Yönerge, sözleşme öncesi müzakerelere veya belirli yargısal uzlaşma programları, tüketici şikâyeti programları, tahkim ve uzman kararı gibi bağlayıcı karar verme esasına dayanan usullere veya uyuşmazlığın çözümünde yasal olarak bağlayıcı olsun veya olmasın, resmî bir tavsiyede bulunan kişi ya da kuruluşlarca yönetilen usullere uygulanır.

Yönerge, mahkemenin tarafları arabuluculuğa yönlendirdiği veya millî hukuka göre arabuluculuğa başvurmanın zorunlu olduğu davalara uygulanır. Yönerge buna ilaveten, bir hâkimin millî hukuka göre arabulucu olarak hareket edebildiği ölçüde, uyuşmazlık konusu mesele veya meselelerle ilgili herhangi bir dava sürecinde görev almayacak olan hâkim tarafından yönetilen arabuluculuğa da uygulanır. Bununla birlikte Yönerge, davaya bakan mahkeme ve hâkim tarafından, dava konusu uyuşmazlıkla ilgili olarak, dava sürecinde uyuşmazlığın çözümü amacıyla yapılan girişimleri veya mahkeme ya da hâkimin yetkili bir kişiden yardım ya da tavsiye istediği halleri kapsamaz.

Yönergede “Üye Devlet” terimi, Danimarka dışındaki Üye Devletleri ifade etmektedir.

Gönüllü bir yöntem

Yönerge ile öngörülen arabuluculuk, tarafların usulün yönetiminden bizzat sorumlu oldukları, usulü istedikleri gibi düzenleyebildikleri ve her zaman bitirebildikleri gönüllü bir yöntem olmalıdır. Bununla birlikte, millî hukuka göre arabuluculuk usulü için mahkemelere yönelik belirli süre sınırları koymak mümkündür. Mahkemeler, uygun olduğunda tarafların arabuluculuğa dikkatini çekebilmelidir.

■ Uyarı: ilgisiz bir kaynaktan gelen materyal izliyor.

Issue #143, opened 2018-03-16
Grid example missing in docs


tBuLi:
An example of fitting a function of two parameters should be added to the docs. This test code could be used: https://github.com/tBuLi/symfit/blob/4ef619491a9979e1e3371047b23ba9739fa4207d/tests/test_auto_fit.py#L225

Or this github answer:
https://stackoverflow.com/questions/47874635/fitting-a-polynomial-surface-to-a-3d-data-set/49317230#49317230

PR #245, opened 2019-06-10
Add paragraph "Fitting moredimensional datasets" with an example

DuckNrOne:
Add paragraph "Fitting moredimensional datasets" with an example from [StackOverflow](https://stackoverflow.com/a/49317230/11008918). 
Solving Issue [#143](https://github.com/tBuLi/symfit/issues/143)
I corrected the formatting since the last pull request.

### DIFF
--- a/docs/fitting_types.rst
+++ b/docs/fitting_types.rst
@@ -386,17 +386,22 @@ are added squared, ready to be minimized. Unlike in the above example, the
   Do not cite the overall :math:`R^2` given by :mod:`symfit`.
 
 Fitting multidimensional datasets
---------------------------------
-Imagine that you have now a specific property over a grid, like the surface height,
-so you have a three-dimensional data set. To fit a function with two parameters
-to this data set, you can use :mod:`symfit`.
+----------------------------------
+So far we had only considered one variable, but in the real world, we have
+problems with more mutable variables, for example, a specific property over a
+grid, like a temperature. In this case, you have a three-dimensional data set
+(x-, y-coordinates, temperature).
 
-Let's work this out with the following example. We made a polynomial function
-with two coefficients, representing two terms of mixed order in ``x`` and ``y``
+If we want to fit a function with two parameters (x- and y-coordinates) to
+this datasets, we can use :mod:`symfit`.
 
-:math:`f(x, y) = z = c2 \cdot x^4 \cdot y^5 + c1 \cdot x \cdot y^2`
+Let's work this out with the following mathematical model. We have a polynomial
+function with two coefficients, representing two terms of mixed order in ``x``
+and ``y``
 
-First, we have to define our model::
+:math:`T(x, y) = z = c2 \cdot x^4 \cdot y^5 + c1 \cdot x \cdot y^2`
+
+Secondly, we have to implement our  model::
 
   x, y, z = variables('x, y, z')
   c1, c2 = parameters('c1, c2')
@@ -409,8 +414,9 @@ Now I can fit this polynomial model to some data::
   fit = Fit(model, x=xdata, y=ydata, z=zdata)
   fit_result = fit.execute()
 
-In conclusion, we made a polynomial function with two parameters,
-which coordinates of a mesh could be.
+In conclusion, we made a mathematical model for a multidimensional function
+with two parameters, implemented this model and feet it this data
+to get a result.
 
 Global Minimization
 -------------------
--- a/docs/fitting_types.rst
+++ b/docs/fitting_types.rst
@@ -392,7 +392,7 @@ so you have a three-dimensional data set. To fit a function with two parameters
 to this data set, you can use :mod:`symfit`.
 
 At this example, we made a polynomial function with two coefficients,
-representing two terms of mixed order in :mod:`x` and :mod:`y`::
+representing two terms of mixed order in ``x`` and ``y``::
 
   x, y, z = variables('x, y, z')
   c1, c2 = parameters('c1, c2')
--- a/docs/fitting_types.rst
+++ b/docs/fitting_types.rst
@@ -397,9 +397,9 @@ this datasets, we can use :mod:`symfit`.
 
 Let's work this out with the following mathematical model. We have a polynomial
 function with two coefficients, representing two terms of mixed order in ``x``
-and ``y``
+and ``y``.
 
-:math:`T(x, y) = z = c2 \cdot x^4 \cdot y^5 + c1 \cdot x \cdot y^2`
+:math:`T(x, y) = z = c_2 x^4 y^5 + c_1 x y^2`
 
 Secondly, we have to implement our  model::
 
@@ -407,9 +407,15 @@ Secondly, we have to implement our  model::
   c1, c2 = parameters('c1, c2')
   model_dict = {z: Poly( {(1, 2): c1, (4, 5): c2}, x ,y)}
   model = Model(model_dict)
-  #printed version: z(x, y; c1, c2) = Poly(c2*x**4*y**5 + c1*x*y**2, x, y, domain='ZZ[c1,c2]')
+  # prints z(x, y; c1, c2) = Poly(c2*x**4*y**5 + c1*x*y**2, x, y, domain='ZZ[c1,c2]')
 
-Now I can fit this polynomial model to some data::
+Now we can fit this polynomial model to some data, where ``xdata``, ``ydata``
+and ``zdata`` are two-dimensional::
+
+  x = np.linspace(-10, 10, 0.5)
+  y = np.linspace(-10, 10, 0.5)
+  xdata, ydata = np.meshgrid(x, y)
+  zdata = 42 * xdata**4 * ydata**5 + 3.14 * xdata * ydata**2
 
   fit = Fit(model, x=xdata, y=ydata, z=zdata)
   fit_result = fit.execute()
--- a/docs/fitting_types.rst
+++ b/docs/fitting_types.rst
@@ -385,28 +385,27 @@ are added squared, ready to be minimized. Unlike in the above example, the
 
   Do not cite the overall :math:`R^2` given by :mod:`symfit`.
 
-  Fitting moredimensional datasets
-  --------------------------------
+Fitting moredimensional datasets
+--------------------------------
+Imagine that you have now a specific property over a grid, like a temperature,
+so you have a three-dimensional data set. To fit a function with two parameters
+to this data set, you can use :mod:`symfit`.
 
-  Imagine that you have now a specific property over a grid, like a temperature,
-  so you have a three-dimensional data set. To fit a function with two parameters
-  to this data set, you can use :mod:`symfit`.
+At this example, we made a polynomial function with two coefficients,
+representing two terms of mixed order in x and y::
 
-  At this example, we made a polynomial function with two coefficients,
-  representing two terms of mixed order in x and y::
+  x, y, z = variables('x, y, z')
+  c1, c2 = parameters('c1, c2')
+  model_dict = {z: Poly( {(1, 2): c1, (4, 5): c2}, x ,y)}
+  model = Model(model_dict)
 
-    x, y, z = variables('x, y, z')
-    c1, c2 = parameters('c1, c2')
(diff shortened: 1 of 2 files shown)


docs/fitting_types.rst
```diff
@@ -385,6 +385,28 @@ are added squared, ready to be minimized. Unlike in the above example, the
 
   Do not cite the overall :math:`R^2` given by :mod:`symfit`.
 
+Fitting moredimensional datasets
+--------------------------------
+Imagine that you have now a specific property over a grid, like a temperature,
+so you have a three-dimensional data set. To fit a function with two parameters
+to this data set, you can use :mod:`symfit`.
+
+At this example, we made a polynomial function with two coefficients,
```
pckroon: "At this example" should be "For this example". I think. I'm not a native english speaker.

docs/fitting_types.rst
```diff
@@ -385,6 +385,28 @@ are added squared, ready to be minimized. Unlike in the above example, the
...
+representing two terms of mixed order in x and y::
```
pckroon: x and y probably need some formatting. I'm not sure what the syntax is at the moment though.

docs/fitting_types.rst
```diff
@@ -385,6 +385,28 @@ are added squared, ready to be minimized. Unlike in the above example, the
...
+
+  x, y, z = variables('x, y, z')
+  c1, c2 = parameters('c1, c2')
+  model_dict = {z: Poly( {(1, 2): c1, (4, 5): c2}, x ,y)}
```
pckroon: Most readers won't know this `Poly` syntax. It would be good to either print the model made, or write out the polynomial above.

docs/fitting_types.rst
DuckNrOne: I checked it with grammarly. "At this example" should be correct.

docs/fitting_types.rst
DuckNrOne: Do you mean something like a link or bold text?

pckroon: Italics or even better, mathtyped. I'm also not sure whether we did it in the rest of the docs.

DuckNrOne: Italic is no problem, but I don't know the syntax of mathtyped text. Moreover I didn't notice any formatted text for variables in the docs. But this could be a new issue to work on ;)

docs/fitting_types.rst
DuckNrOne: I would add the following line at the end of the first codeblock:
`#printed version: z(x, y; c1, c2) = Poly(c2*x**4*y**5 + c1*x*y**2, x, y, domain='ZZ[c1,c2]')`

pckroon: Or:
```python3
# >>> print(model)
# z(x, y; c1, c2) = Poly(c2*x**4*y**5 + c1*x*y**2, x, y, domain='ZZ[c1,c2]')
```
Or put the mathematical form (:math:`c2*x^4*y^5 + c1*x*y^2`) near where you say "we made a polynomial function"

DuckNrOne: I'll add the mathematical form

tBuLi: I would keep the `Poly` object because it is far more powerful since it can generate arbitrary polynomials. I think it would be nice if you could elaborate a bit on the math form. If you write using `:math:` in the docs which polynomial you are making, then it will also be clearer in the code even without a print.

docs/fitting_types.rst
```diff
@@ -385,6 +385,29 @@ are added squared, ready to be minimized. Unlike in the above example, the
 
   Do not cite the overall :math:`R^2` given by :mod:`symfit`.
 
+Fitting moredimensional datasets
```
tBuLi: The mathematical term is multidimensional instead of moredimensional

pckroon:
Looks good to me, thanks :)

docs/fitting_types.rst
tBuLi: I'm definitely disagreeing with grammarly then ;). I would say 'in this example' or even better: 'As an example we made a polynomial function with two coefficients [...]'

docs/fitting_types.rst
DuckNrOne: I changed this with the last push

tBuLi:
Thanks indeed for helping improve the documentation. It's much appreciated :). 

As for the general style of your example, I would prefer it if you first introduce the concept of a multidimensional problem in general, to convey the general idea that we are talking about functions of type `:math: z(x_1, \ldots, x_n)`, such as the temperature distribution on a plane `:math:T(x, y)` as you had originally.

Then you can move into your polynomial example, introducing `:math: z(x, y) = ...`, and giving the code example of how to fit to this.

docs/fitting_types.rst
```diff
@@ -385,6 +385,29 @@ are added squared, ready to be minimized. Unlike in the above example, the
...
+--------------------------------
+Imagine that you have now a specific property over a grid, like the surface height,
+so you have a three-dimensional data set. To fit a function with two parameters
+to this data set, you can use :mod:`symfit`.
+
+At this example, we made a polynomial function with two coefficients,
+representing two terms of mixed order in ``x`` and ``y``::
```
tBuLi: Instead of this `::`, you can use a `.. math::` block to first write the equation using latex. With that example in mind, the Poly syntax is more understandable.

DuckNrOne: The version you used is not the newest. I already implemented the mathematical form. 
Please correct me, if I'm wrong :)

docs/fitting_types.rst
```diff
@@ -385,6 +385,33 @@ are added squared, ready to be minimized. Unlike in the above example, the
...
+Fitting multidimensional datasets
+--------------------------------
+Imagine that you have now a specific property over a grid, like the surface height,
+so you have a three-dimensional data set. To fit a function with two parameters
+to this data set, you can use :mod:`symfit`.
+
+Let's work this out with the following example. We made a polynomial function
+with two coefficients, representing two terms of mixed order in ``x`` and ``y``
+
+:math:`f(x, y) = z = c2 \cdot x^4 \cdot y^5 + c1 \cdot x \cdot y^2`
```
tBuLi: :math:`z = f(x, y) = c_2 x^4 y^5 + c_1 x y^2`

for proper latex typesetting. The `\cdot` are of course optional, but personally I would prefer not to write them.

docs/fitting_types.rst
```diff
@@ -385,6 +385,33 @@ are added squared, ready to be minimized. Unlike in the above example, the
...
   Do not cite the overall :math:`R^2` given by :mod:`symfit`.
 
+Fitting multidimensional datasets
+--------------------------------
+Imagine that you have now a specific property over a grid, like the surface height,
+so you have a three-dimensional data set. To fit a function with two parameters
+to this data set, you can use :mod:`symfit`.
+
+Let's work this out with the following example. We made a polynomial function
+with two coefficients, representing two terms of mixed order in ``x`` and ``y``
```
tBuLi: Forgot a `:` at the end of the sentence.

docs/fitting_types.rst
```diff
@@ -385,6 +385,33 @@ are added squared, ready to be minimized. Unlike in the above example, the
...
+
+:math:`f(x, y) = z = c2 \cdot x^4 \cdot y^5 + c1 \cdot x \cdot y^2`
+
+First, we have to define our model::
+
+  x, y, z = variables('x, y, z')
+  c1, c2 = parameters('c1, c2')
+  model_dict = {z: Poly( {(1, 2): c1, (4, 5): c2}, x ,y)}
+  model = Model(model_dict)
+  #printed version: z(x, y; c1, c2) = Poly(c2*x**4*y**5 + c1*x*y**2, x, y, domain='ZZ[c1,c2]')
```
tBuLi: Perhaps change this to `# prints z(x, y; c1, c2) = Poly(c2*x**4*y**5 + c1*x*y**2, x, y, domain='ZZ[c1,c2]')`, or actually print it in a seperate codeblock like 
```python
>>> print(model)
z(x, y; c1, c2) = Poly(c2*x**4*y**5 + c1*x*y**2, x, y, domain='ZZ[c1,c2]')
```

docs/fitting_types.rst
```diff
@@ -385,6 +385,33 @@ are added squared, ready to be minimized. Unlike in the above example, the
...
+
+Now I can fit this polynomial model to some data::
+
+  fit = Fit(model, x=xdata, y=ydata, z=zdata)
+  fit_result = fit.execute()
+
+In conclusion, we made a polynomial function with two parameters,
+which coordinates of a mesh could be.
```
tBuLi: Actually it is a function of both two parameters and two variables. The variables span the mesh (x, y), and we obtained two parameters.

tBuLi: Actually we should probably also comment that xdata and ydata here are two dimensional, not one dimensional.

I think you should actually generate some mock data here using `np.meshgrid` to really make this example clear.

docs/fitting_types.rst
```diff
@@ -385,6 +385,33 @@ are added squared, ready to be minimized. Unlike in the above example, the
...
+
+First, we have to define our model::
+
+  x, y, z = variables('x, y, z')
+  c1, c2 = parameters('c1, c2')
+  model_dict = {z: Poly( {(1, 2): c1, (4, 5): c2}, x ,y)}
+  model = Model(model_dict)
+  #printed version: z(x, y; c1, c2) = Poly(c2*x**4*y**5 + c1*x*y**2, x, y, domain='ZZ[c1,c2]')
+
+Now I can fit this polynomial model to some data::
```
tBuLi: You switched from `we` to `I`.

docs/fitting_types.rst
DuckNrOne: Done

docs/fitting_types.rst
DuckNrOne: Done :D

docs/fitting_types.rst
DuckNrOne: Done

docs/fitting_types.rst
DuckNrOne: I would take the commented

docs/fitting_types.rst
DuckNrOne: > Actually it is a function of both two parameters and two variables. The variables span the mesh (x, y), and we obtained two parameters.

I improved the text bevor I read your comment. Fits that as it is now?

DuckNrOne: > Actually we should probably also comment that xdata and ydata here are two dimensional, not one dimensional.
> 
> I think you should actually generate some mock data here using `np.meshgrid` to really make this example clear.

Just to be clear: xdata, ydata and zdata are two dimensional, right? :D

docs/fitting_types.rst
tBuLi: Alright I have no problem with that, but please do include a space after the # to make it pep 8 compliant

DuckNrOne: Done 👍

docs/fitting_types.rst
tBuLi: yes indeed, all have the same shape :).

DuckNrOne: I would add something like this to the second code block:

`x = np.arange(-10, 10, 0.4)`
 `y = np.arange(-10, 10, 0.4)`
 `xdata, ydata = np.meshgrid(x, y)`
 `zdata = 42 * xdata**4 * ydata**5 + 3.14 * xdata * ydata**2`

tBuLi: Yeah, I like that, especially your choice of parameter values ;).

Small change: with non integer steps it is better to use `np.linspace`.

DuckNrOne:
What else?

DuckNrOne:
Sometimes I don't get the error of Travis CI...can smb help me with this topic pls :D

tBuLi:
Try building the docs localy first with the same command we use on travis:
``sphinx-build -nW -b html docs docs_build``

That should give you some useful error messages. Usually it is mistakes with indentation and things like that.

docs/fitting_types.rst
DuckNrOne: This problem is done, right? :D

Arabuluculuğa başvurulması

Davayı görmekte olan mahkeme, uygun olduğunda ve davanın bütün koşullarını dikkate alarak tarafları, uyuşmazlığı çözmek için arabuluculuğa başvurmaya davet edebilir. Mahkeme, tarafları, gerek görmesi ve kolaylıkla yapılabilecek olması halinde, arabuluculuğa başvurulmasına ilişkin bir bilgilendirme toplantısına katılmaya da davet edebilir.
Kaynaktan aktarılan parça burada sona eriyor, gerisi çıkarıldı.